Stored data
PR #1238, opened 2026-09-10
fix(vprogram): measure runtimes for EPYC-Genoa first, EPYC-v4 as fallback

odesenfans:
## Problem

A V-PROGRAM user reported llama.cpp running at 4.2 tok/s on a V-PROGRAM against 19.4 tok/s on a legacy confidential instance, same model (Hermes-3-8B Q5_K_M), same flags, same 16 vCPU. The guest reports `AMD EPYC-v4 Processor` with no AVX-512 flags.

QEMU's `EPYC-v4` is the **Naples** model (family 23, model 1), despite the name. Genoa is `EPYC-Genoa` (family 25, model 17). Verified with `query-cpu-model-expansion` on QEMU 10.2.1:

| model | family | model | avx512f |
|---|---|---|---|
| EPYC-v4 | 23 | 1 | no |
| EPYC-Genoa | 25 | 17 | yes |

The legacy confidential-instance path launches with `-cpu host`, which is why that side sees the full feature set. The SNP path pins the model from the runtime manifest, and every published manifest (exec-1.1, compose-1.1, snp-1.0) lists `["EPYC-v4"]` from `DEFAULT_CPU_MODELS`. The flake comment describing EPYC-v4 as "Genoa" is what let this through.

## Change

`DEFAULT_CPU_MODELS = ["EPYC-Genoa", "EPYC-v4"]`, Genoa first. #1145 already made the launch model message-driven: the agent launches the first listed model its QEMU supports, and the scheduler places a V-PROGRAM on any node matching at least one measurement. So Genoa-capable hosts get AVX-512 and older hosts fall back to EPYC-v4; nobody is stranded. All seven SEV-SNP CRNs live on the network (2.0.1 / 2.0.2, both contain #1145) advertise `EPYC-Genoa`.

`EPYC-Genoa` and `EPYC-Genoa-v2` share family/model/stepping, so the alias resolving to a different version per QEMU release does not move the launch measurement. The aleph-rs CLI (`sev` crate) and the nix `sev-snp-measure` both already accept `EPYC-Genoa`.

Also corrects the flake comment and pins the new list in the bundle test.

## Rollout

The republish is manifest-only: bundle contents do not depend on the CPU model, and clients compute one measurement per listed model at launch. New exec-1.2 / compose-1.2 / snp-1.1 manifests pointing at the existing bundle refs, then repoint the vm-images aggregate (keeping the old entries for running VMs). Cost: one extra client-side measurement per launch.

## Tests

`tests/vprogram/`, `test_vcpu_select.py`, `test_vprogram_launch.py`, `test_snp_instance_launch.py`: 134 passed locally. `ruff format` clean.

### DIFF
--- a/nix/flake.nix
+++ b/nix/flake.nix
@@ -267,7 +267,8 @@
 
       # Parameterized SEV-SNP launch measurement builder.
       # vcpus:            number of vCPUs (affects the launch measurement)
-      # vcpuType:         QEMU CPU model ("EPYC-v4" for Genoa, "EPYC-v3" for Milan)
+      # vcpuType:         QEMU CPU model. Note "EPYC-v4" is QEMU's Naples model
+      #   (family 23), not Genoa; Genoa is "EPYC-Genoa" (family 25, model 17).
       # workloadRoothash: when null (default), the cmdline is the
       #   platform-only form `...roothash=<platform>` (workload-less parity,
       #   what test_vm_snp and the baked `measurement` below expect). When
--- a/src/aleph/vm/vprogram/bundle.py
+++ b/src/aleph/vm/vprogram/bundle.py
@@ -204,7 +204,15 @@ CMDLINE_TEMPLATE_EXEC_V1 = (
     " workload_roothash={workload_roothash}"
     " verified_volumes={verified_volumes}"
 )
-DEFAULT_CPU_MODELS = ["EPYC-v4"]
+# QEMU CPU models the published runtimes are measured for, in preference
+# order: the CRN launches the first one its QEMU can run. Despite the name,
+# "EPYC-v4" is QEMU's Naples model (family 23, model 1): no AVX-512, so
+# vector-heavy workloads such as llama.cpp fall back to AVX2 and run several
+# times slower than on the host silicon. "EPYC-Genoa" (family 25, model 17)
+# exposes AVX-512 and is what every SEV-SNP CRN on the network advertises;
+# "EPYC-v4" stays as the fallback so a Milan or Rome host is never stranded.
+# Each entry costs one client-side measurement per launch; keep the list short.
+DEFAULT_CPU_MODELS = ["EPYC-Genoa", "EPYC-v4"]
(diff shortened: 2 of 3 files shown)


foxpatch-aleph (approved):
Correct, minimal fix. The change is a data-only edit to DEFAULT_CPU_MODELS, and the runtime already supports ordered multi-model lists: requested_vcpu_types preserves manifest order and select_snp_vcpu_type picks the first model the host can launch, failing closed on empty intersection (src/aleph/vm/agent/vcpu_select.py:45). The legacy single-model fixtures still exercise the EPYC-v4 fallback and default paths, the baked measurement.hex staying EPYC-v4 is consistent since EPYC-v4 remains listed and the sidecar is informational, and the new bundle test pins the expected list. Two documentation nits: two remaining "EPYC-v4 (Genoa)" comments in nix/flake.nix repeat the misconception this PR corrects, and docs/architecture/confidential.md still describes the SNP launch digest as pinning a fixed -cpu EPYC-v4, which is stale since #1145. Verified locally that tests/vprogram/ and tests/supervisor/test_vcpu_select.py pass (82 tests); the launch-suite failures in this sandbox are /var/lib/aleph permission errors unrelated to the diff.

**`nix/flake.nix`** (line 316): The corrected comment at the vcpuType parameter (lines 270-271) fixes the misleading "(Genoa)" annotation, but two more instances of it survive in this same file: here ("Default measurement: 2 vCPUs, EPYC-v4 (Genoa)") and at line 332 ("Default compose measurement: 2 vCPUs, EPYC-v4 (Genoa)"). Since this PR is specifically about correcting that misconception, these two should be updated too so the wrong annotation doesn't get copied into new call sites.

**`docs/architecture/confidential.md`** (line 76): This sentence still says the SNP launch digest "pins the fixed -cpu EPYC-v4 instead" — stale since #1145 made the launch CPU model message-driven, and now doubly misleading given this PR switches the published runtimes to EPYC-Genoa first. Worth a follow-up (or folding in here) since the doc is about exactly this launch path.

#### [Exercise aim]
Wherever the string "name" appears in the entries above, list that line.

#### [Written solution]
QEMU's `EPYC-v4` is the **Naples** model (family 23, model 1), despite the name. Genoa is `EPYC-Genoa` (family 25, model 17). Verified with `query-cpu-model-expansion` on QEMU 10.2.1:
+# order: the CRN launches the first one its QEMU can run. Despite the name,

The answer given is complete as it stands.